Your task: Below you will find a set of lines. Repeat them all exactly.

═════ Information supplied

PR #129, opened 2018-08-06
Addition of custom parameter generation when running studies.

FrankD412:
This PR adds the ability for a user to use custom code for generating parameters. In all cases, metadata about parameters is now dumped. In order to use this feature, a user simply uses the command line ```maestro run --pgen <path to .py> <path to study YAML>```. Within the file specified by the ```--pgen``` flag, the function `get_custom_generator()` must be defined and must return a `ParameterGenerator` instance.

══════════

Reply to the task:
PR #129, opened 2018-08-06
Addition of custom parameter generation when running studies.

FrankD412:
This PR adds the ability for a user to use custom code for generating parameters. In all cases, metadata about parameters is now dumped. In order to use this feature, a user simply uses the command line ```maestro run --pgen <path to .py> <path to study YAML>```. Within the file specified by the ```--pgen``` flag, the function `get_custom_generator()` must be defined and must return a `ParameterGenerator` instance.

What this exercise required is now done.